Hace doscientos veintiún años, el tercer domingo de Cuaresma fue un veintisiete de marzo. Y tres días antes el gobernador de Castellón promulgó un bando en el que se marcaban normas sobre el comportamiento a seguir durante ese día.

Con la Semana Santa en puertas, el edicto empezaba hablando de las procesiones que estaban a punto de llegar. de penitentes y de empalados que, tal como quedó escrito, “eran causa de asombro, confusión y miedo para los niños y las mujeres”.

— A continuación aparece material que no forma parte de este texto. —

PR #13483, opened 2018-09-26
New feature: allow setting goal revenue to event value for event matching goals.

### LINKED ISSUE #13476: When a Goal is created as "Matching event", allow to set Goal value as the event value
When a Goal is created as "Matching event", allow to set Goal value as the event value.

This is useful because in some cases, users have a lot of tracking code in complicated places. The goals to track are hard to know in advance, so they use a lot of Goals matching events. (since they track everything with events already). It works great and can even be used to track multiple [funnels](https://matomo.org/docs/funnels/) for one goal (by duplicating the goals).

The problem is that it's not possible to set the Goal value automatically from the Event value. For example the use case is that the event tracks a currency amount of a payment that was attempted, but failed. So the event value is the "lost revenue" or so, and this value would fit perfectly in the  "Goal revenue".

The goal is to add a new option when creating a goal, and when the goal is set to match an event, where the new option would appear and read eg . "When enabled, and if the event triggering the conversion has a value defined, set Goal's revenue to the event value."

diosmosis:
Fixes #13476

### DIFF
--- a/core/Tracker/GoalManager.php
+++ b/core/Tracker/GoalManager.php
@@ -678,13 +678,7 @@ class GoalManager
             $conversionDimensions = ConversionDimension::getAllDimensions();
             $conversion = $this->triggerHookOnDimensions($request, $conversionDimensions, 'onGoalConversion', $visitor, $action, $conversion);
 
-            if ($this->isEventMatchingGoal($convertedGoal)
-                && !empty($convertedGoal['event_value_as_revenue'])
-            ) {
-                $conversion['revenue'] = ActionEvent::getEventValue($request);
-            }
-
-            $this->insertNewConversion($conversion, $visitProperties->getProperties(), $request, $action);
+            $this->insertNewConversion($conversion, $visitProperties->getProperties(), $request, $action, $convertedGoal);
         }
     }
 
@@ -697,7 +691,7 @@ class GoalManager
      * @param Action|null $action
      * @return bool
      */
-    protected function insertNewConversion($conversion, $visitInformation, Request $request, $action)
+    protected function insertNewConversion($conversion, $visitInformation, Request $request, $action, $convertedGoal = null)
     {
         /**
          * Triggered before persisting a new [conversion entity](/guides/persistence-and-the-mysql-backend#conversions).
@@ -717,6 +711,16 @@ class GoalManager
          * @ignore
          */
         Piwik::postEvent('Tracker.newConversionInformation', array(&$conversion, $visitInformation, $request, $action));
+
+        if (!empty($convertedGoal)
+            && $this->isEventMatchingGoal($convertedGoal)
+            && !empty($convertedGoal['event_value_as_revenue'])
+        ) {
+            $eventValue = ActionEvent::getEventValue($request);
+            if ($eventValue != '') {
+                $conversion['revenue'] = $eventValue;
+            }
+        }
 
         $newGoalDebug = $conversion;
         $newGoalDebug['idvisitor'] = bin2hex($newGoalDebug['idvisitor']);
--- a/core/Tracker/GoalManager.php
+++ b/core/Tracker/GoalManager.php
@@ -158,7 +158,7 @@ class GoalManager
           || ($attribute == 'file' && $actionType != Action::TYPE_DOWNLOAD)
           || ($attribute == 'external_website' && $actionType != Action::TYPE_OUTLINK)
           || ($attribute == 'manually')
-          || $this->isEventMatchingGoal($goal) && $actionType != Action::TYPE_EVENT
+          || self::isEventMatchingGoal($goal) && $actionType != Action::TYPE_EVENT
         ) {
             return null;
         }
@@ -879,7 +879,7 @@ class GoalManager
         return '/' . $pattern . '/';
     }
 
-    private function isEventMatchingGoal($goal)
+    public static function isEventMatchingGoal($goal)
     {
         return in_array($goal['match_attribute'], array('event_action', 'event_name', 'event_category'));
     }
--- a/core/Tracker/GoalManager.php
+++ b/core/Tracker/GoalManager.php
@@ -16,6 +16,7 @@ use Piwik\Piwik;
 use Piwik\Plugin\Dimension\ConversionDimension;
 use Piwik\Plugin\Dimension\VisitDimension;
 use Piwik\Plugins\CustomVariables\CustomVariables;
+use Piwik\Plugins\Events\Actions\ActionEvent;
 use Piwik\Tracker;
 use Piwik\Tracker\Visit\VisitProperties;
 
@@ -157,7 +158,7 @@ class GoalManager
           || ($attribute == 'file' && $actionType != Action::TYPE_DOWNLOAD)
           || ($attribute == 'external_website' && $actionType != Action::TYPE_OUTLINK)
           || ($attribute == 'manually')
-          || in_array($attribute, array('event_action', 'event_name', 'event_category')) && $actionType != Action::TYPE_EVENT
+          || $this->isEventMatchingGoal($goal) && $actionType != Action::TYPE_EVENT
         ) {
             return null;
         }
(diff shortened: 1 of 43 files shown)


core/Tracker/GoalManager.php
```diff
@@ -677,6 +678,12 @@ protected function recordStandardGoals(VisitProperties $visitProperties, Request
             $conversionDimensions = ConversionDimension::getAllDimensions();
             $conversion = $this->triggerHookOnDimensions($request, $conversionDimensions, 'onGoalConversion', $visitor, $action, $conversion);
 
+            if ($this->isEventMatchingGoal($convertedGoal)
+                && !empty($convertedGoal['event_value_as_revenue'])
+            ) {
+                $conversion['revenue'] = ActionEvent::getEventValue($request);
```
tsteur: Don't know if it's any important or makes a difference... usually for the revenue column we do a 
```php
$revenue = Common::getRequestVar('revenue', $defaultGoalRevenue, 'float', $this->params);
$revenue = BaseConversion::roundRevenueIfNeeded($revenue)
```

I presume this logic cannot be in a dimension itself and be defined through the "onGoalConversion"? I can see various problems like "revenue  might be overwritten by other dimension", "it might not know if the goal is an event matching a goal etc", "it doesn't know that flag "event_value_as_revenue" is enabled, ... so all good if it is not possible.

I wonder though if it still worked if the conversion revenue is defined before line 679 before we trigger the hook, so dimension can still change it if wanted/needed. But this may not be something we really want and we may want to enforce that revenue in this case so all good probably.

plugins/Goals/API.php
```diff
@@ -158,6 +159,7 @@ public function addGoal($idSite, $name, $matchAttribute, $pattern, $patternType,
             'allow_multiple'  => (int)$allowMultipleConversionsPerVisit,
             'revenue'         => $revenue,
             'deleted'         => 0,
+            'event_value_as_revenue' => (int) $useEventValueAsRevenue,
```
tsteur: do we need to add a check that setting can be only true when using a event match attribute?

plugins/Goals/angularjs/manage-goals/manage-goals.controller.js
```diff
@@ -165,14 +167,15 @@
...
-            initGoalForm('Goals.addGoal', _pk_translate('Goals_AddGoal'), '', '', 'url', '', 'contains', /*caseSensitive = */false, /*allowMultiple = */'0', '0');
+            initGoalForm('Goals.addGoal', _pk_translate('Goals_AddGoal'), '', '', 'url', '', 'contains', /*caseSensitive = */false, /*allowMultiple = */'0', /*useEventValueAsRevenue = */ false, '0');
             scrollToTop();
         }
 
         this.editGoal = function (goalId) {
             this.showAddEditForm();
             var goal = piwik.goals[goalId];
-            initGoalForm("Goals.updateGoal", _pk_translate('Goals_UpdateGoal'), goal.name, goal.description, goal.match_attribute, goal.pattern, goal.pattern_type, (goal.case_sensitive != '0'), goal.revenue, goal.allow_multiple, goalId);
+            console.log(goal);
```
tsteur: console.log is maybe there by accident?

plugins/Goals/templates/_formAddGoal.twig
```diff
@@ -120,6 +120,13 @@
             </div>
         </div>
 
+        <div piwik-field uicontrol="checkbox" name="use_event_value"
```
tsteur: Can we move this after case sensitive? That's because case sensitive is much more valuable option and more often used maybe than the event option and be good for consistency to always have case sensitive directly below. All good though to keep it also.

tsteur: be good to add some inline help to explain what it does actually

core/Tracker/GoalManager.php
diosmosis: I thought about putting it in a dimension, but was unsure as to which dimension to put it in. Eg, does it go in EventValue and access goal data there? Or in a goal dimension?

I could maybe put it in an event handler in Goals if we make sure it overrides other changes. Or maybe a RequestProcessor.

tests/PHPUnit/Fixtures/ThreeVisitsWithCustomEvents.php
```diff
@@ -91,7 +92,7 @@ protected function trackEventWithoutUrl(PiwikTracker $vis)
     {
         $url = $vis->pageUrl;
         $vis->setUrl('');
-        self::checkResponse($vis->doTrackEvent('CategoryTriggersGoal here', 'This is an event without a URL'));
+        self::checkResponse($vis->doTrackEvent('CategoryTriggersGoal here', 'This is an event without a URL', $name = false, $value = 23));
```
tsteur: be good to also add a system test for this to see that it was attributed in Goals report?

plugins/Goals/API.php
diosmosis: I can add one, but given it shouldn't be used unless it's an event match attribute, I didn't think it would be necessary.

tsteur: it's only to avoid problems if people use the API to create events... they might not know it can only be used for events or so and prevents wrong expectations I guess

plugins/Goals/templates/_formAddGoal.twig
diosmosis: Was hoping the translated label would be clear enough, is there something confusing about it or something that needs explanation?

tests/PHPUnit/Fixtures/ThreeVisitsWithCustomEvents.php
diosmosis: There should be revenue in the existing Goals.get report, is that what you were thinking of or a new test entirely?

plugins/Goals/API.php
diosmosis: I see, that makes sense. A clear error message would be useful.

core/Tracker/GoalManager.php
tsteur: Yeah not sure either. Would need to be a dimension I suppose but not sure if the dimension would all the information it needs? I think it's all good like this just in case we don't know which order things are executed or so. Was just a random thought I wanted to mention :)

plugins/Goals/templates/_formAddGoal.twig
tsteur: image

It would be good to say something like:

"Enable this setting if you are sending an event value along with your event tracking request. Any number you send as event value will be also used as the revenue instead of the configured Goal revenue. It may be useful to enable this option if the event value you are tracking also matches the revenue it is worth to you. If the revenue is always the same and does not vary per conversion, we recommend configuring the goal default revenue below."

There might be more we want to add. I'm sure @mattab has some thoughts on this. I think there are only very few cases when you want to enable this setting as it can mess with your revenue quite a bit.

Can we maybe also disable the setting "Goal default revenue is (optional)" setting when this setting is enabled? Or maybe we show the setting there? By the looks in the code it would always overwrite the revenue with the event revenue and never use the goal revenue.

tests/PHPUnit/Fixtures/ThreeVisitsWithCustomEvents.php
tsteur: Sorry I missed that expected change. Thought I looked at them all but obviously didn't notice that one. all good.

plugins/Goals/templates/_formAddGoal.twig
tsteur: could work. would need to see it though I guess. unless @mattab has any specific thoughts

mattab: Sounds good to put them together and add some inline help as suggested. the label is clear but not so much if you are not familiar with the concepts, so the descriptive inline help text makes things more clear and removes any possible confusion👍

diosmosis:
@tsteur moved the option to next to the default revenue option. Here's what it looks like:

image

tsteur:
👍  I would maybe clarify whether the event value overwrites any default value, or what happens when no event value is set

diosmosis:
Updated.

core/Tracker/GoalManager.php
tsteur: @diosmosis just checking: wouldn't this always overwrite the default revenue? Even if eventValue is `0` for example or none set?

diosmosis: Good point, will fix w/ test.

tsteur:
There are some failing tests, otherwise LGTM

Con todo, aquel jueves veinticuatro la preocupación se centraba en lo más inmediato. Es decir, en lo que pudiera suceder el domingo siguiente a partir del anochecer, cuando la procesión de retorno de la Magdalena entrara en la villa.

Hacía ya tiempo que los desfiles nocturnos inquietaban a las autoridades porque constituían “una sentina de pícaros y gente joven que se valía de las tinieblas”. Un miedo razonable, ya que todo ello tenía lugar en una población en la que, sin alumbrado público y abarrotada de gente, sin duda podían surgir problemas. Y serios.

Además aquella fecha, al parecer, era especial. Tanto como que ese día, según se expresa en el bando, “las mujeres de todos los estados y niñas hasta la hedad de nueve años, con el disfraz de Magdalenas, y solo por un efecto de puro disimulo” llenaban las calles.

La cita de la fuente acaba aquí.